> Goal of the exercise: Write out each line of the records that has "AbpFeatureManagement" in it.

> Available data:

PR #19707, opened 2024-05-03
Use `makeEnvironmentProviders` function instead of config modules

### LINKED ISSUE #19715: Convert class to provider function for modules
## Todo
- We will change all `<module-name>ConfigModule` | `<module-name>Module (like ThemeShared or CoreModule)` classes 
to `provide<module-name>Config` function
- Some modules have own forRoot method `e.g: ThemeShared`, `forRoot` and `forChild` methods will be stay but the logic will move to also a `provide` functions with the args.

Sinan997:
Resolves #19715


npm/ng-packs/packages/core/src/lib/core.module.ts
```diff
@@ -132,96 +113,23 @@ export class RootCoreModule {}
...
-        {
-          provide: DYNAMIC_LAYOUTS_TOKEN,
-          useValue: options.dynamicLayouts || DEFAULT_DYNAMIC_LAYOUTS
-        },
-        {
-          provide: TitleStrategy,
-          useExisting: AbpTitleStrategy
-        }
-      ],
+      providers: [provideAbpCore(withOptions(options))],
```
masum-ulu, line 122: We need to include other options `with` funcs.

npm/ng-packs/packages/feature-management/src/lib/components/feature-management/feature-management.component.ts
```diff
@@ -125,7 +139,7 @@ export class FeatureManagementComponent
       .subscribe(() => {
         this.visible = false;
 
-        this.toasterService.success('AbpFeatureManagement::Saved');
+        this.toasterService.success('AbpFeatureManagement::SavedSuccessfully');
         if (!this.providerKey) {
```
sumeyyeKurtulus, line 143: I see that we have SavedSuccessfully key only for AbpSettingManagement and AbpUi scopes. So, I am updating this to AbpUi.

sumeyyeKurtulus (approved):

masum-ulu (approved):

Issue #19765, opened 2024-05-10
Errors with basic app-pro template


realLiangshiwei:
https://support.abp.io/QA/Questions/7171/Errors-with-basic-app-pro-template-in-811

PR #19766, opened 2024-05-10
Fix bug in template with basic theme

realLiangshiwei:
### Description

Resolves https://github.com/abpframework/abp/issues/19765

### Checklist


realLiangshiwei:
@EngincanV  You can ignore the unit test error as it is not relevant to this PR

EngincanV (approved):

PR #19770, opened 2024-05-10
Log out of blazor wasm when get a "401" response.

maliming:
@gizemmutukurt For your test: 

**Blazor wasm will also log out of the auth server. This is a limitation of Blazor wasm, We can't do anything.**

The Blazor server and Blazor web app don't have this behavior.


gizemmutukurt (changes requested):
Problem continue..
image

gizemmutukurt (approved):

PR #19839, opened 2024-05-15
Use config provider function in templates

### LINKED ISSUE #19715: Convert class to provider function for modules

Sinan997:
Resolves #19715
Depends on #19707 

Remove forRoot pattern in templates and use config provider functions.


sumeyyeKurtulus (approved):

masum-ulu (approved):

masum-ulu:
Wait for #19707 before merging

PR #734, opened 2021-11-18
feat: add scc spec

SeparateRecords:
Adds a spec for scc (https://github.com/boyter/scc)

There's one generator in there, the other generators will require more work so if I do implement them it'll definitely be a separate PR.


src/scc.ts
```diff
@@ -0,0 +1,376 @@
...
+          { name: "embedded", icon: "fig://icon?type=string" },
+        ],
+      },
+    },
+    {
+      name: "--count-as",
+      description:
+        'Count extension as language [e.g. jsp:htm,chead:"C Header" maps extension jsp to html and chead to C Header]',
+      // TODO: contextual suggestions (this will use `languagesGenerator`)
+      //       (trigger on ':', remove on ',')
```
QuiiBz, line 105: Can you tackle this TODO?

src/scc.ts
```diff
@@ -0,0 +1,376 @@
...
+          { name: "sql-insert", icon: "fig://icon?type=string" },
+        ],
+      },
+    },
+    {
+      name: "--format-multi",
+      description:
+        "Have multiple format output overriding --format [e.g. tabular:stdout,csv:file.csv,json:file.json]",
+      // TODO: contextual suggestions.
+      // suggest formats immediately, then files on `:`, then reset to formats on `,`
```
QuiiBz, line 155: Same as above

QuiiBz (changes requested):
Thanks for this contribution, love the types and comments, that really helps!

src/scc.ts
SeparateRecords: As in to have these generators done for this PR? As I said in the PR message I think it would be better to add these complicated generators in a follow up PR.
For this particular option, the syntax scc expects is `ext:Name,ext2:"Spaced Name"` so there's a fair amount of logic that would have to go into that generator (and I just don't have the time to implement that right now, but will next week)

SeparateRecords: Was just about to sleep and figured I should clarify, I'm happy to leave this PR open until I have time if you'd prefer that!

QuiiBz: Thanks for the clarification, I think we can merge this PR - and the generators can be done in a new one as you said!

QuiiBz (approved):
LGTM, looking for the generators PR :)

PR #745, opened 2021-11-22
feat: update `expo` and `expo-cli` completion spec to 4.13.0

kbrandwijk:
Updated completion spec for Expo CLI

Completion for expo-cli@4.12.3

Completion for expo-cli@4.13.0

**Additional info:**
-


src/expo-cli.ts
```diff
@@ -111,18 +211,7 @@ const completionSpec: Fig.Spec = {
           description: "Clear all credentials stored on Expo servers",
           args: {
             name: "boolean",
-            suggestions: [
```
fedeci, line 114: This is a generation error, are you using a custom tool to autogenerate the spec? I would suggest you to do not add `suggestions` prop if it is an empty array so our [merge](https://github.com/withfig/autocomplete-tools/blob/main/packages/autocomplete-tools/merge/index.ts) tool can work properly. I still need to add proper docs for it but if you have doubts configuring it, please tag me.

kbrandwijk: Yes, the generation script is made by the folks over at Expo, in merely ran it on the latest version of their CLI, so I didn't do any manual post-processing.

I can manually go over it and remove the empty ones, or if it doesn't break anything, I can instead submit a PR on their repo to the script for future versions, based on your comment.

> Solution to this exercise:
-        this.toasterService.success('AbpFeatureManagement::Saved');
+        this.toasterService.success('AbpFeatureManagement::SavedSuccessfully');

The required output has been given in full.